Copy each line of the records below, from the first through the one that contains "should support setting", exactly as written.

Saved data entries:
:::

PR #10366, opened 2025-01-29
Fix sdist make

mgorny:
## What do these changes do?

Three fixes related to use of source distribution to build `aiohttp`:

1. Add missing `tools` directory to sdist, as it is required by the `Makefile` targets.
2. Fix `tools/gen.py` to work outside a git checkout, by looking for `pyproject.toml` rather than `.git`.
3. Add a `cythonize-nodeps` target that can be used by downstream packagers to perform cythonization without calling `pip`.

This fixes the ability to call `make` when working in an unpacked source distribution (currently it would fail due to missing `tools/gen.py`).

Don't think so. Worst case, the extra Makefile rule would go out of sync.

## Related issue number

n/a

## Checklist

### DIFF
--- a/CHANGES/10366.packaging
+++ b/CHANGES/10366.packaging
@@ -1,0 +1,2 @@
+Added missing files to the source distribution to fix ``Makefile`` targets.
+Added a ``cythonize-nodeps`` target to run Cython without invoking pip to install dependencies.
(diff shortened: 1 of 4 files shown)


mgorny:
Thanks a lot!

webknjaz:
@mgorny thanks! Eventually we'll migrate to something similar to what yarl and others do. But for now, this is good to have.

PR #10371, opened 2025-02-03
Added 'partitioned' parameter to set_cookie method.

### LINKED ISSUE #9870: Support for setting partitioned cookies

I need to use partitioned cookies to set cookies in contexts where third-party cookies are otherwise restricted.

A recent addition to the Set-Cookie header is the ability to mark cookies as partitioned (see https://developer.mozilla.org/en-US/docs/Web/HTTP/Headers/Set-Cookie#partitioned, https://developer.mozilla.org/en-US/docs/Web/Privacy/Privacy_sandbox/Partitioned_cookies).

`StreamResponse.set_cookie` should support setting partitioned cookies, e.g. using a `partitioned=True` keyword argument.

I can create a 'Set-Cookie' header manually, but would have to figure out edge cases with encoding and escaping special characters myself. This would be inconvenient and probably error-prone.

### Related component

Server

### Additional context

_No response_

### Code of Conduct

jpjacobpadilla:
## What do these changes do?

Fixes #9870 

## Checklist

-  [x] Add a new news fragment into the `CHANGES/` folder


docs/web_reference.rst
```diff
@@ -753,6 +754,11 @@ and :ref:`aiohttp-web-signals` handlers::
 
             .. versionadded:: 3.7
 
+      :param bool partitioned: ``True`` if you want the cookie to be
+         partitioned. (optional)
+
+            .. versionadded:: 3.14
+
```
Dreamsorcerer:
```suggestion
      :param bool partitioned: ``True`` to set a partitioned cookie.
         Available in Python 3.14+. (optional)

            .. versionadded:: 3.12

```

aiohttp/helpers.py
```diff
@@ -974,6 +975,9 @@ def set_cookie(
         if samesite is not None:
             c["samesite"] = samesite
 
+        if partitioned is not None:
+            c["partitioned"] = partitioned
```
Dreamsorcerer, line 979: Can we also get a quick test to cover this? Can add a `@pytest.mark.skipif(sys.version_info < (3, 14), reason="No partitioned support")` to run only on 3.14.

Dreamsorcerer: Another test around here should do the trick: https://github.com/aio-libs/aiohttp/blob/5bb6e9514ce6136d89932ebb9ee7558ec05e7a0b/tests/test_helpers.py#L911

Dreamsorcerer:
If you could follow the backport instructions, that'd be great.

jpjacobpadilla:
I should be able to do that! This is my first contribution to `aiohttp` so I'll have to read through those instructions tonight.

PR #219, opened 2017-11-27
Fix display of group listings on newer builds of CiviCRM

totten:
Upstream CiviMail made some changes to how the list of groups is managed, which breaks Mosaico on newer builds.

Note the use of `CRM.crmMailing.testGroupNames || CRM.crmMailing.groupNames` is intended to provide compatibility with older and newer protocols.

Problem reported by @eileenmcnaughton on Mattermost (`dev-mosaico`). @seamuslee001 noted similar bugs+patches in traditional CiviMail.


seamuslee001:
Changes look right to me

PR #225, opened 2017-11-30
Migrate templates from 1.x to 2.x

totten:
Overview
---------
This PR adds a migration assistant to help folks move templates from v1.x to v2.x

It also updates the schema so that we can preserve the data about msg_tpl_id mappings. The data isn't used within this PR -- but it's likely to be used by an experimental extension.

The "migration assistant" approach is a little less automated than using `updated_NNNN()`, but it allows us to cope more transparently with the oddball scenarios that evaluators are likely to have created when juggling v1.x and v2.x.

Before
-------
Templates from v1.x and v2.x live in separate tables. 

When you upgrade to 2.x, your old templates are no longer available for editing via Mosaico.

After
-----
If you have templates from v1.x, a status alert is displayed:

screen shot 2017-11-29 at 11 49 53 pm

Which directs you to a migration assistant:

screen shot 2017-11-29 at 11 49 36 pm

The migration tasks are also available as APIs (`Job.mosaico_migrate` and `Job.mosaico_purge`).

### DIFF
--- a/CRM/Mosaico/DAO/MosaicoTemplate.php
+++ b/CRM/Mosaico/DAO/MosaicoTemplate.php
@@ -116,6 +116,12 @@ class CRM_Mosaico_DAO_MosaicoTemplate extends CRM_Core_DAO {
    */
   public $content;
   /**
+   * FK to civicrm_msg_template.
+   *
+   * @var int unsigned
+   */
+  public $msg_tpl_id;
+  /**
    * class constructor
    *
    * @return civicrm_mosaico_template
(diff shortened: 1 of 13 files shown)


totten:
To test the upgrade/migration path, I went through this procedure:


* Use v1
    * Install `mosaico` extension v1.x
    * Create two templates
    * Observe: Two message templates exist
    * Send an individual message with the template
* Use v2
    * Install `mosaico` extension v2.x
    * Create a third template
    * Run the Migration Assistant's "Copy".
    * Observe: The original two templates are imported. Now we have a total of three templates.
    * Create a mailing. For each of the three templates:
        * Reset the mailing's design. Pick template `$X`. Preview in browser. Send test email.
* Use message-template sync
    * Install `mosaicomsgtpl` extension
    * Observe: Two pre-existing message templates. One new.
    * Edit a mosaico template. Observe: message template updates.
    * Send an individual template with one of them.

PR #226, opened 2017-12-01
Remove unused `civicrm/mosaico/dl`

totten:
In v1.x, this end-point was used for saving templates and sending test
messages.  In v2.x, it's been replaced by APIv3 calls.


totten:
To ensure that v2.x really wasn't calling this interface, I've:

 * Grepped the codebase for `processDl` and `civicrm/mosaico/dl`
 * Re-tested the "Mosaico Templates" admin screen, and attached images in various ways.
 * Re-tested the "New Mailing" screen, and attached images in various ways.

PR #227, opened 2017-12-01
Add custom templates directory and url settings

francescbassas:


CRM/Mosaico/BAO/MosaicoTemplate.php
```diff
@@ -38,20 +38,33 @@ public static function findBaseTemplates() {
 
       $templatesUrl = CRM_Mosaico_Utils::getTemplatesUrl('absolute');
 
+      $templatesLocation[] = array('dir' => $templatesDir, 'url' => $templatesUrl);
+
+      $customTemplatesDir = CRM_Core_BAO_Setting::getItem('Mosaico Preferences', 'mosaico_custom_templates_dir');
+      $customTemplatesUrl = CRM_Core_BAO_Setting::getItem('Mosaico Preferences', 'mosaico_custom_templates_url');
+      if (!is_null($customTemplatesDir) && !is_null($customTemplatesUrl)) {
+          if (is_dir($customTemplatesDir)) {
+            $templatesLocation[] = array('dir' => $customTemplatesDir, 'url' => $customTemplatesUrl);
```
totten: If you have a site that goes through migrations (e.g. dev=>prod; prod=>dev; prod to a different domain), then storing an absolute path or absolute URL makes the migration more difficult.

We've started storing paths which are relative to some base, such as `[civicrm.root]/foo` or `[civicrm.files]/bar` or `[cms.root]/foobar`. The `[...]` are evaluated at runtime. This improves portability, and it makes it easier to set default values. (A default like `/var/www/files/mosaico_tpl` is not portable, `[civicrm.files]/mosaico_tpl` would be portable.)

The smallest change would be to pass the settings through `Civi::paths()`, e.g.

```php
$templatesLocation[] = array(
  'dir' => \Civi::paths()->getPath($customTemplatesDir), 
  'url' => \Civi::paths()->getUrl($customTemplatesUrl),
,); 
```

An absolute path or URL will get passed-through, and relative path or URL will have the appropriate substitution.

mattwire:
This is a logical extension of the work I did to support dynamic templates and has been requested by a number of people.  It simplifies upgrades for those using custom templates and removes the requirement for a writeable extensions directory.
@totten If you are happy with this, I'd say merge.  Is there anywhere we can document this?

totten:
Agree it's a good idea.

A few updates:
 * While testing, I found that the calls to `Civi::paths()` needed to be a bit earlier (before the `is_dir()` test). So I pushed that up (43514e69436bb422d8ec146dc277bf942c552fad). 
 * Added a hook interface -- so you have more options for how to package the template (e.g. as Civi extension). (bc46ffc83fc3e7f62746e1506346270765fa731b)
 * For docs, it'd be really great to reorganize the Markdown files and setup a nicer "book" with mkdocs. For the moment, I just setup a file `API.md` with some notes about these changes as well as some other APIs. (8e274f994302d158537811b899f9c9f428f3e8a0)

:::

[RESULT OF THE EXERCISE]:
PR #10366, opened 2025-01-29
Fix sdist make

mgorny:
## What do these changes do?

Three fixes related to use of source distribution to build `aiohttp`:

1. Add missing `tools` directory to sdist, as it is required by the `Makefile` targets.
2. Fix `tools/gen.py` to work outside a git checkout, by looking for `pyproject.toml` rather than `.git`.
3. Add a `cythonize-nodeps` target that can be used by downstream packagers to perform cythonization without calling `pip`.

This fixes the ability to call `make` when working in an unpacked source distribution (currently it would fail due to missing `tools/gen.py`).

Don't think so. Worst case, the extra Makefile rule would go out of sync.

## Related issue number

n/a

## Checklist

### DIFF
--- a/CHANGES/10366.packaging
+++ b/CHANGES/10366.packaging
@@ -1,0 +1,2 @@
+Added missing files to the source distribution to fix ``Makefile`` targets.
+Added a ``cythonize-nodeps`` target to run Cython without invoking pip to install dependencies.
(diff shortened: 1 of 4 files shown)


mgorny:
Thanks a lot!

webknjaz:
@mgorny thanks! Eventually we'll migrate to something similar to what yarl and others do. But for now, this is good to have.

PR #10371, opened 2025-02-03
Added 'partitioned' parameter to set_cookie method.

### LINKED ISSUE #9870: Support for setting partitioned cookies

I need to use partitioned cookies to set cookies in contexts where third-party cookies are otherwise restricted.

A recent addition to the Set-Cookie header is the ability to mark cookies as partitioned (see https://developer.mozilla.org/en-US/docs/Web/HTTP/Headers/Set-Cookie#partitioned, https://developer.mozilla.org/en-US/docs/Web/Privacy/Privacy_sandbox/Partitioned_cookies).

`StreamResponse.set_cookie` should support setting partitioned cookies, e.g. using a `partitioned=True` keyword argument.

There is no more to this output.